Despite the influence of the Global North in many insolvency laws and practices in the Global South, in my new article, titled Insolvency Law in the Global South: Lessons for the Global North,”  I demonstrate that the Global South has innovated in many aspects of insolvency law. More importantly, I show how these innovations can help improve many insolvency systems in the Global North. 

As evidenced by the international influence of the U.S. Chapter 11, the European-style pre-insolvency proceedings, and the U.K. administration regime, the Global South (and the Global North) primarily look to insolvency regimes from the Global North when seeking inspiration for reforms. However, apart from the fact that legal transplants—particularly from countries with very different market and institutional environments—generally fail, insolvency regimes in the Global North are not the paradise often envisioned by the Global South.

For example, the worldwide popular U.S. Chapter 11 is far from perfect. First, it is a very costly proceeding and appears to have become even more expensive in the past decade. Additionally, it has been shown that the increasing power of DIP lenders is often leading to inefficient outcomes and distortions of priorities in bankruptcy. Moreover, the debate on whether the lack of financial distress can lead to the dismissal of a Chapter 11 reorganization procedure has led to uncertainty and litigation costs. 

In other countries in the Global North, the situation is not much better. Despite the adoption of relatively attractive preventive restructuring frameworks, many jurisdictions in the European Union still have inefficient insolvency proceedings. In other advanced economies, such as Australia and New Zealand, insolvency proceedings remain unattractive for debtors and unsecured creditors. And in most jurisdictions around the world, including advanced economies with sophisticated insolvency frameworks such as Singapore, the stigma of insolvency is still a major concern. 

My article shows how many innovative solutions from the Global South can help address some of those problems found in many insolvency systems in the Global North. For example, iadvanced economies where insolvency proceedings are slow and costly, out-of-court workouts can be an efficient alternative. Yet, they need to be actively promoted. The experiences of Malaysia with its Corporate Debt Restructuring Committee established by the central bank, or the tax incentives adopted in Thailand in the aftermath of the Asian Financial Crisis, can provide valuable lessons to achieve that goal. 

The United States can also learn many valuable lessons from the Global South. For example, in Uruguay a debtor’s filing automatically presumes insolvency. Opportunistic filings can be handled ex post, since a majority of unsecured creditors may terminate the process and force liquidation. A similar approach in the U.S. would settle the debate over financial distress requirements, reduce litigation costs, and curb opportunistic use of Chapter 11 while preserving quick access to reorganization.

India, Chile and the Dominican Republica can also provide valuable lessons from the improvement of Chapter 11. In these jurisdictions from the Global South, creditors play a key role in the approval of new financing. In Chile, DIP loans exceeding 20% of a debtor’s assets must be approved by creditors. In India, new financing should be approved by the committee of creditors. In the Dominican Republic, while the decision to approve a DIP loan is ultimately made by the court, creditors can veto the approval of the loan. Some of the problems associated with the increasing power of DIP lenders in Chapter 11 can be mitigated by empowering creditors in the approval of DIP loans. The Global South shows that there are many ways to do so.  
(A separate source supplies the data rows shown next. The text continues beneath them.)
PR #1752, opened 2024-10-22
feat: update ContentCard component

apvale:
## Description of the change

This PR:
* has a breaking change because it changes the `iconUrl` prop to `topLeftElement` since it will accept ReactNode instead of only string. This allows us to use different image components, like Image from nextjs or other type of elements
* adds a new `topRightElement` prop so we allow adding an element in the top right corner of the card
* adds a new `lowOpacity` prop to set the opacity of the card content without including the `topRightElement`
* fixes some style inconsistencies (heading, card content) between the component in Figma and the one from Pluto
* adds `h` and `w` properties to allow setting custom width and height for the card

Disclaimer: we don't have any usage of the `iconUrl`, but I decided to make it a breaking change because of semantics.

## Testing the change

## Type of change

### Development

### Code review

### DIFF
--- a/.changeset/cold-news-glow.md
+++ b/.changeset/cold-news-glow.md
@@ -1,0 +1,14 @@
+---
+"@localyze-pluto/components": major
+---
+
+[ContentCard]
+
+> Breaking change: `iconUrl` prop is now `topLeftElement` and accepts a ReactNode
+
+Minor changes:
+
+- Set Icon wrapper border radius to 8px (shows now like a square)
+- Added new `topRightElement` prop to allow add element in the top right corner of the card
+- Added new `lowOpacity` prop to set the opacity of the card content without include the `topRightElement`
+- Fixed styles: heading color, card content
--- a/packages/components/src/components/ContentCard/ContentCard.tsx
+++ b/packages/components/src/components/ContentCard/ContentCard.tsx
@@ -32,8 +32,6 @@ export type ContentCardProps = {
   date?: string;
   /** Sets the image position on the card */
   imagePosition?: ImagePosition;
-  /** Sets an icon to be rendered over the image */
-  iconUrl?: string;
   /** Sets the background color according with the type */
   background?: Background;
   /** Sets the type of the clickable element */
@@ -50,6 +48,16 @@ export type ContentCardProps = {
   as?: React.ComponentProps<typeof Box.div>["as"];
   /** Overwrites default maxWidth */
   maxWidth?: BoxProps["maxW"];
+  /** Overwrites default h (height) */
+  h?: BoxProps["h"];
+  /** Overwrites default w (width) */
+  w?: BoxProps["w"];
+  /** Element to be rendered on the top left corner of the card */
+  topLeftElement?: ReactNode;
+  /** Element to be rendered on the top right corner of the card */
+  topRightElement?: ReactNode;
+  /** Applies reduced opacity to the card */
+  hasLowOpacity?: boolean;
 };
 
 const backgroundColor: Record<Background, BoxProps["backgroundColor"]> = {
@@ -69,12 +77,16 @@ export const ContentCard = ({
   text,
   tag,
   date,
-  iconUrl,
+  topLeftElement,
   imagePosition = "right",
   background = "default",
   target,
   as = "div",
   maxWidth,
+  h,
+  w,
+  topRightElement,
+  hasLowOpacity,
 }: ContentCardProps): JSX.Element => {
   const isImageOnTop = imagePosition === "top";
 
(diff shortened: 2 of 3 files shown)


.changeset/cold-news-glow.md
```diff
@@ -0,0 +1,14 @@
+---
+"@localyze-pluto/components": major
+---
+
+[ContentCard]
+
+> Breaking change: `iconUrl` prop is now `icon` and accepts a ReactNode
```
padulafacundo, line 7: Considering that it accepts ReactNode (which could be anything, not just an icon or an image), and that you are also adding topRightElement, why not call this topLeftElement?

.changeset/cold-news-glow.md
```diff
@@ -0,0 +1,14 @@
...
+
+Minor changes:
+
+- Set Icon wrapper border radius to 8px (shows now like a square)
+- Added new `topRightElement` prop to allow add element in the top right corner of the card
+- Added new `lowOpacity` prop to set the opacity of the card content without include the `topRightElement`
```
padulafacundo, line 13: nit: why not pass `opacity` (as a number) instead of lowOpacity ? It feels like we are not adding a prop but rather using one of the default css props

padulafacundo, line 13: Not setting the opacity on the topRightElement feels super specific, like something that should not be part of the DS, especially considering that the topRightElement could be anything... like, why is it only the topRIghtElement and not the icon too...

I don't have an alternative, I'm just thinking out loud here

.changeset/cold-news-glow.md
apvale: Because it's only an icon for the library, for Figma. We don't want to have a button now, for example, and I didn't want to restrict the type of the icon to string or Images from NextJS because for me it would be too specific.

.changeset/cold-news-glow.md
apvale: I’m not sure I understand what you mean. You mean the prop name? Do you think renaming it to `hasLowOpacity` would be better? 
I didn’t add it as a number since it’s a specific opacity value. In our case at Localyze, we want to apply a lower opacity (0.6) when the partner is disabled. I avoided using disabled as a prop because the card remains interactive.

apvale: Yeah, I get it. This was meant for our scenario on the partners page. We want to display the card with low opacity but still show the badge. 🤷🏻‍♀️

padulafacundo: I meant a number, yes. I know it's a specific number but right now it feels like we have so many specific props for this card. Anyway, not a blocker

.changeset/cold-news-glow.md
padulafacundo: I agree it would be too specific, but the name of the prop doesn't really match what the prop is for. Even if we don't want to have a button now, it is possible to do it. And considering that this component lives in pluto (DS) and not in the app, I would argue it doesn't really matter "how" we want to use it, but rather what the component is capable of

.changeset/cold-news-glow.md
padulafacundo: Yeah...

.changeset/cold-news-glow.md
apvale: Changed this here https://github.com/Localitos/pluto/pull/1752/files#diff-f7fa8c6df160defa8d1aad22a1a3e5af7da525824cca21b138dee5363ceedbd9R56

packages/components/src/components/ContentCard/ContentCard.tsx
```diff
@@ -114,144 +126,168 @@ export const ContentCard = ({
...
+        display="flex"
+        flexDirection={
+          isImageOnTop ? "column-reverse" : { _: "column-reverse", md: "unset" }
+        }
+        fontFamily="fontFamilyNotoSans"
+        h={h}
+        justifyContent="start"
+        maxH={maxHeight[imagePosition]}
+        maxW={maxWidth || maxWidthDefault[imagePosition]}
+        opacity={lowOpacity ? "0.6" : "1"}
```
rssilva, line 156:
```suggestion
        opacity={lowOpacity ? 0.6 : 1}
```

rssilva (approved):
looks good! I have small suggestions but feel free to ignore it

packages/components/src/components/ContentCard/ContentCard.tsx
```diff
@@ -50,6 +48,16 @@ export type ContentCardProps = {
...
+  /** Overwrites default h (height) */
+  h?: BoxProps["h"];
+  /** Overwrites default w (width) */
+  w?: BoxProps["w"];
+  /** Element to be rendered on the top left corner of the card */
+  topLeftElement?: ReactNode;
+  /** Element to be rendered on the top right corner of the card */
+  topRightElement?: ReactNode;
+  /** Applies reduced opacity to the card */
+  lowOpacity?: boolean;
```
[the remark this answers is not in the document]
apvale: Changed it here https://github.com/Localitos/pluto/pull/1752/files#diff-f7fa8c6df160defa8d1aad22a1a3e5af7da525824cca21b138dee5363ceedbd9R60

packages/components/src/components/ContentCard/ContentCard.tsx
apvale: Changed it here https://github.com/Localitos/pluto/pull/1752/files#diff-f7fa8c6df160defa8d1aad22a1a3e5af7da525824cca21b138dee5363ceedbd9R156

PR #1765, opened 2024-11-01
Update utility card to use emoji instead of image

franziiiini:
## Description of the change
Now we save the category specific emoji in the DB so we don't need to load any emoji-images anymore.

- update UtilityCard to use emoji/string instead of image

## Type of change

Screenshot 2024-11-01 at 14 17 00

### Development

### Code review

This should only be merged with the relevant change in the Localitos/Backend (WIP)

### DIFF
--- a/packages/components/src/components/UtilityCard/UtilityCard.tsx
+++ b/packages/components/src/components/UtilityCard/UtilityCard.tsx
@@ -77,7 +77,7 @@ export const UtilityCard: React.FC<UtilityCardProps> = ({
         padding={{ _: "d4", md: "d6" }}
         w={{ _: "56px", md: "56px" }}
       >
-        <Box.div aria-hidden="true">{emoji}</Box.div>
+        <Box.span aria-hidden="true">{emoji}</Box.span>
       </Box.div>
 
       <Box.div
--- a/packages/components/src/components/UtilityCard/UtilityCard.tsx
+++ b/packages/components/src/components/UtilityCard/UtilityCard.tsx
@@ -77,7 +77,7 @@ export const UtilityCard: React.FC<UtilityCardProps> = ({
         padding={{ _: "d4", md: "d6" }}
         w={{ _: "56px", md: "56px" }}
       >
-        {emoji}
+        <Box.div aria-hidden="true">{emoji}</Box.div>
       </Box.div>
 
       <Box.div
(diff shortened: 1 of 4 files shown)


packages/components/src/components/UtilityCard/UtilityCard.tsx
```diff
@@ -9,8 +9,8 @@ export enum InteractiveElementTypeUtilityCard {
 }
 
 export type UtilityCardProps = {
-  /** Sets the card image source */
-  imageSrc: string;
+  /** Sets the category emoji */
```
apvale, line 12: I wouldn't add the `category` here because this component needs to be generic. So, we could say: `Set an emoji for the card`. What do you think?

packages/components/src/components/UtilityCard/UtilityCard.tsx
```diff
@@ -77,7 +77,7 @@ export const UtilityCard: React.FC<UtilityCardProps> = ({
         padding={{ _: "d4", md: "d6" }}
         w={{ _: "56px", md: "56px" }}
       >
-        <Box.img alt="" aria-hidden h="24px" src={imageSrc} w="24px" />
+        <Text.p>{emoji}</Text.p>
```
apvale, line 80: I think we don't even need a paragraph here. Having only the emoji string should be enough.

apvale (approved):

packages/components/src/components/UtilityCard/UtilityCard.tsx
```diff
@@ -77,7 +77,7 @@ export const UtilityCard: React.FC<UtilityCardProps> = ({
         padding={{ _: "d4", md: "d6" }}
         w={{ _: "56px", md: "56px" }}
       >
-        <Box.img alt="" aria-hidden h="24px" src={imageSrc} w="24px" />
+        {emoji}
```
padulafacundo, line 80: can we add `aria-hidden` to the wrapping div? the image used to have this attribute

packages/components/src/components/UtilityCard/UtilityCard.tsx
```diff
@@ -77,7 +77,7 @@ export const UtilityCard: React.FC<UtilityCardProps> = ({
         padding={{ _: "d4", md: "d6" }}
         w={{ _: "56px", md: "56px" }}
       >
-        <Box.img alt="" aria-hidden h="24px" src={imageSrc} w="24px" />
+        <Box.div aria-hidden="true">{emoji}</Box.div>
```
apvale, line 80: I would change it from `Box.div` to `Box.span` because the emoji acts like a simple text.

PR #1777, opened 2024-11-15
feat: use proper states and make UtilityCard more generic

apvale:
## Description of the change

Breaking Change:

- Removed the `interactiveElementType` prop in order to add two new states properties `hoverable` and `clickable`
- Renamed `categoryTag` to `subTitle` to make it more generic
- `onClick` prop is only required when using `clickable` as true

Minor:

- Added `hoverable` and `clickable` to have more control of state of the card
- Added `emojiWrapperSize` prop with options `small` and `large` so it's adaptable to different use cases
- Added `indicator` to add a helper element to the top right of the card

## Testing the change

## Type of change

### Development

### Code review

### DIFF
--- a/.changeset/green-keys-marry.md
+++ b/.changeset/green-keys-marry.md
@@ -1,0 +1,17 @@
+---
+"@localyze-pluto/components": major
+---
+
+UtilityCard:
+
+Breaking Change:
+
+- Removed the `interactiveElementType` prop in order to add two new states properties `hoverable` and `clickable`
+- Renamed `categoryTag` to `subTitle` to make it more generic
+- `onClick` prop is only required when using `clickable` as true
+
+Minor:
+
+- Added `hoverable` and `clickable` to have more control of state of the card
+- Added `emojiWrapperSize` prop with options `small` and `large` so it's adaptable to different use cases
+- Added `indicator` to add a helper element to the top right of the card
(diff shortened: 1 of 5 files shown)


packages/components/src/components/UtilityCard/UtilityCard.stories.tsx
```diff
@@ -32,7 +33,11 @@ Default.args = {
 export const CardWithBadge: Story = Template.bind({});
```
franziiiini, line 33: Maybe we can add CardWithContent here as well?

franziiiini (commented):
Looks good to me. Might be worthwhile to add a Story template. What do you think?

.changeset/green-keys-marry.md
```diff
@@ -0,0 +1,17 @@
...
+
+UtilityCard:
+
+Breaking Change:
+
+- Removed the `interactiveElementType` prop in order to add two new states properties `hoverable` and `clickable`
+- Renamed `categoryTag` to `subTitle` to make it more generic
+- `onClick` prop is only required when using `clickable` as true
+
+Minor:
```
padulafacundo, line 13: is it fine that this is a major update but we include minor updates?

apvale: From what we have [here](https://semver.org/#spec-item-8), I would say it's fine. Do you see any specific issue with it?

PR #1778, opened 2024-11-19
feat: make improvements to Menu component

apvale:
## Description of the change

While working on the Partner Preferences page and adding the menu `Set preferences` there, I noticed that we had some issues with the Menu component and decided to make some improvements. Changelog:

* Breaking change: Removed the unnecessary div wrapper from the Menu component; props are now passed directly to the Menu.
* Improved focus behavior for menu items by adding a background color to the focused item
* Added a new customStore prop to enable custom store settings and support different behaviors, such as placement
* Set a default gutter value of 3 for the Menu component to align with the Figma design
* Introduced a menuButtonProps prop to enable passing props to the default menu button

This component was limited to its own store. With this change, we can now customize things like the gutter, a custom store, and menu popover position. We can also import the store directly from Pluto instead of ariakit.

## Testing the change

## Type of change

### Development

### Code review

### DIFF
--- a/packages/components/src/components/Menu/Menu.stories.tsx
+++ b/packages/components/src/components/Menu/Menu.stories.tsx
@@ -6,6 +6,7 @@ import { Button } from "../Button";
 import { Box } from "../../primitives/Box";
 import { Icon } from "../Icon";
 import { Menu, MenuItemProps } from "./Menu";
+import { useMenuStore } from "./index";
 
 const meta: Meta<typeof Menu> = {
   title: "Components/Menu",
@@ -15,7 +16,7 @@ const meta: Meta<typeof Menu> = {
 export default meta;
 type Story = StoryObj<typeof Menu>;
 
-const DefaultMenu = (): JSX.Element => {
+const DefaultMenu = (): React.JSX.Element => {
   const items: MenuItemProps[] = [
     {
       onClick: noop,
@@ -35,7 +36,7 @@ const DefaultMenu = (): JSX.Element => {
 };
 
 export const Default: Story = {
-  render: (): JSX.Element => <DefaultMenu />,
+  render: (): React.JSX.Element => <DefaultMenu />,
 };
 
 Default.parameters = {
@@ -45,7 +46,7 @@ Default.parameters = {
   },
 };
 
-const CustomButtonMenu = (): JSX.Element => {
+const CustomButtonMenu = (): React.JSX.Element => {
   const items: MenuItemProps[] = [
     {
       onClick: noop,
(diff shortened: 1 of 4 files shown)


packages/components/src/components/Menu/Menu.stories.tsx
```diff
@@ -61,13 +62,44 @@ const CustomButtonMenu = (): JSX.Element => {
...
+        label: "Option 2",
+      },
+    ];
+
+    return (
+      <Box.div minHeight="100px">
+        <Menu
+          customStore={store}
+          items={items}
+          menuButtonProps={{
```
apvale, line 96: I didn't want to create another story only to show the change in the menuButtonProps.

packages/components/src/components/Menu/Menu.tsx
```diff
@@ -40,24 +45,42 @@ const FullWidthButton = ({ ...props }) => (
...
+  ) => {
+    const store = useMenuStore({
+      store: customStore,
+    });
 
     const button = menuButton || VerticalEllipsisButton;
 
     return (
-      <Box.div {...props}>
+      <>
```
apvale, line 66: When removing this, we will need to fix the zIndex in the classic app, for example, because the prop won't be accepted there anymore. That's why I created the breaking change.

packages/components/src/components/Menu/Menu.tsx
```diff
@@ -71,41 +94,48 @@ const Menu = React.forwardRef<HTMLButtonElement, BoxProps & MenuProps>(
...
-                    justifyContent="flex-start"
-                    onClick={onClick}
-                    padding="d0"
-                    px="d4"
-                    py="d2"
-                    variant="ghost"
-                    w="100%"
+              <MenuItem
+                key={i}
+                render={
```
apvale, line 99: The render was used to avoid the wrong outline added to the menu item:

https://github.com/user-attachments/assets/bf1964f2-bbf5-43ab-a438-29985e35d9d0

packages/components/src/components/Menu/Menu.tsx
```diff
@@ -15,14 +16,18 @@ export type MenuItemProps = {
   disabled?: boolean;
 };
 
-export type MenuProps = {
+export interface MenuProps extends Omit<AriakitMenuProps, "store"> {
```
rssilva, line 19: maybe if we want to avoid using an interface here just because of the `extends`:

```suggestion
export type MenuProps = Omit<AriakitMenuProps, "store"> & {
```

rssilva (approved):
💯 

Left one suggestion but feel free to ignore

The governance of insolvency proceedings in many countries in the Global North could also benefit from the study of the Global South. For instance, under the administration-style proceedings found in countries such as the United Kingdom, Australia, and New Zealand, an external administrator replaces the debtor’s management teamraising costs of the procedure, discouraging early filings, and reinforcing the stigma that insolvency results from managerial failure. By contrast, in some countries in the Global South, such as Colombia, the default rule allows the debtor to remain in possession. An external insolvency practitioner may be appointed, however, if it is requested by 30% of the company’s non-related creditors, or in some exceptional cases typically involving fraud or the existence of a complex procedure. This approach preserves managerial expertise while maintaining safeguards against misconduct.

Technology is another frontier where Colombia has also innovated, and the Global North can learn significantly from itIts Insolvency Module (“MI”) uses biometric authentication and AI to review filings and verify completeness, sharply reducing delays. Before MI, assessing a petition took around five months; now, with AI, it takes 10 to 45 days. The system shows how digital infrastructure can make insolvency faster and more accessible—especially where debtors don’t automatically gain protection upon filing.

To tackle the persistent stigma of insolvency existing in most countries around the world, Chile offers valuable lessons. Since the 2014 Insolvency Act, filings have surged as both debtors and creditors have become more willing to use formal procedures. This cultural shift stems from a comprehensive reform strategy combining legal, institutional, and educational measures, including: (i) the adoption of more attractive proceedings for debtors and creditors; (ii) reframing terminology (e.g., using “debtor” instead of “bankrupt” and renaming the “Superintendence of Bankruptcy” as the “Superintendence of Insolvency and Reentrepreneurship”); and (iii) proactive public education and awareness in insolvency. Chile demonstrates that insolvency stigma is not an intrinsic problem associated with certain cultures or countries. Instead, it is a problem that, with the right policies and institutional reforms, can be tackled — and in a short period of time.

These examples confirm what Professor Mariana Pargendler anticipated in her pioneering work on corporate law and legal heterodoxy in the Global South: the study of the Global South can expand our institutional imagination. Therefore, whether it is for the much-needed purpose of improving the design of insolvency law in the Global South, or at least for expanding the universe of ideas that can help improve many insolvency systems in the Global North, the Global South – and the Global South beyond the BRICS economies – needs to be more actively included in the study of insolvency law. Otherwise, we will be missing the opportunity to learn from many ideas and innovative solutions that can contribute to the improvement and understanding of insolvency systems around the world.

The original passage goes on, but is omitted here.